I can't help but feel a little resentment when it comes to preparing food for others for the holidays.   Boy Toy is King of the deep fryer, so for the last two Thanksgivings I've been in charge of preparing side dishes to compliment his beautiful birds.  We host his family members for the meal and I understand that my idea(s) of tradition may be somewhat foreign to others.

My family's Thanksgiving meal consisted of most things that I continue to prepare today and for two years now, most of my food has gone untouched because it is not what Boy Toy's family is used to.  As time has gone by and the more I've socialized with them around the table, I've come to realize that most of his family members are used to (and prefer) processed, packaged foods.  The mashed potatoes they know come from a box, green beans come from a can, and bread is from a plastic bag with directions to "brown and serve."  I know that people tend to stick with what they are familiar with and what they like, but it is very disheartening when my hard work and love go into food that is greeted by grimaced faces and rude comments (someone actually told me they "wouldn't cross the street" for my made-from-scratch chicken tetrazzine.  He ended up eating a sleeve of saltine crackers for dinner that day.)

Last year I made the declaration that I would no longer spend so much time, energy and money preparing what I thought was "good" food for the holiday.  But as I started giving thought to the menu for this holiday season, I had a revelation.  I decided that I would continue to make my "weird" food and they could take it or leave it.  I made reference in my last post about there being no time like the present to introduce real food to Boy Toy (who is a little more open-minded about my food) and his kids and I'm going to continue with that mindset.  I'm not going to compromise what I love about Thanksgiving - especially when I am tasked with preparing the food.  Hopefully as my food continues to appear on the table year after year, someone will give in, try it, and decide it's not so bad after all.

This year I'm arriving at the Boy Toy home loaded down with cornbread dressing, creamed corn, spinach casserole, made-from-scratch green bean casserole, sweet potato casserole, pumpkin pie, cranberry tart.  and this port wine cranberry chutney.

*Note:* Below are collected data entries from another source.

PR #15, opened 2021-06-01
Add Adjust device mode integration sample & example app

bsneed:


alanjcharles (approved):

Examples/destination_plugins/AdjustDestination.swift
```diff
@@ -0,0 +1,210 @@
...
+    public func update(settings: Settings) {
+        guard let settings: AdjustSettings = settings.integrationSettings(name: "Adjust") else { return }
+        self.settings = settings
+        
+        var environment = ADJEnvironmentSandbox
+        if let _ = settings.setEnvironmentProduction {
+            environment = ADJEnvironmentProduction
+        }
+        
+        let adjustConfig = ADJConfig(appToken: settings.appToken, environment: environment)
```
migs647, line 76: Do we need to protect against an empty appToken? Can it be nil?

Examples/destination_plugins/AdjustDestination.swift
```diff
@@ -0,0 +1,210 @@
...
+            adjustConfig?.delegate = self
+        }
+        
+        if let useDelay = settings.setDelay, useDelay == true, let delayTime = settings.delayTime {
+            adjustConfig?.delayStart = delayTime
+        }
+        
+        Adjust.appDidLaunch(adjustConfig)
+
+        started = true
```
migs647, line 92: Do we want to queue up any of these events if started hasn't happened yet?

.. If so, should we consider adding that feature to the core library?

migs647 (approved):
LGTM

Examples/destination_plugins/AdjustDestination.swift
bsneed: It potentially could be, but let adjust report that error.

Examples/destination_plugins/AdjustDestination.swift
bsneed: Possibly; working on that separately from this PR.

PR #17, opened 2021-06-02
Fixes + Misses corrections

bsneed:
- Removed segment example scheme.
- Connected flush/reset such that all plugins can use.
- Fixed version number mess-up.
- Added remote notification and reset support to Adjust plugin.


migs647 (approved):
LGTM

PR #18, opened 2021-06-02
Added Mixpanel Destination

migs647:


Examples/destination_plugins/MixpanelDestination.swift
```diff
@@ -0,0 +1,302 @@
...
+            }
+            
+            mixpanel?.setGroup(groupKey: key, groupID: nsGroupID)
+            analytics?.log(message: "Mixpanel setGroup \(key) groupID \(groupID)")
+        }
+        
+        return event
+    }
+    
+    func alias(event: AliasEvent) -> AliasEvent? {
```
bsneed, line 173: we've explicitly disabled alias in analytics-swift, fyi.  not sure how critical this bit is to overall operation.

Examples/destination_plugins/MixpanelDestination.swift
```diff
@@ -0,0 +1,302 @@
...
+        analytics?.log(message: "Mixpanel reset")
+    }
+    
+    func flush() {
+        mixpanel?.flush()
+        analytics?.log(message: "Mixpanel Flush")
+    }
+    
+    // MARK: - Private Methods
+    private func mixpanelTrack(_ eventName: String, properties: [String: Any]? = nil) {
```
bsneed, line 202: might be good to move non-protocol conformance methods out into an extension.

bsneed (approved):

Examples/destination_plugins/MixpanelDestination.swift
migs647: Done

Examples/destination_plugins/MixpanelDestination.swift
migs647: Left for now... lets re-evaluate after discussions.

PR #24, opened 2021-06-04
Bsneed/queueing

bsneed:
- Added `started` property to System state.
- Added `StartupQueue` plugin that will effectively pause event processing until plugins have started.
- Accounts for plugins added much later and resumes queueing until started.


migs647 (approved):
LGrrrrreatTM 🐯

prayansh (approved):
🔥

migs647 (approved):
LGTM with limits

I will be thankful for the opportunity to spend time in my kitchen preparing the things that I love and everyone else can be thankful that McDonald's is open!

Port Wine Cranberry Sauce 
servings = makes about 2 cups

½ cup ruby port
Zest of 1 orange
½ cup fresh orange juice
12 ounces fresh cranberries
¼ cup honey
2 tablespoons candied ginger, chopped

In a medium saucepan, combine port wine with orange zest and orange juice and bring to a boil. Add the cranberries, honey and ginger and simmer over medium-low heat until the sauce is jam-like, about 15-20 minutes. Transfer to a serving bowl and serve warm or at room temperature.

Can be made ahead and refrigerated for up to 2 weeks.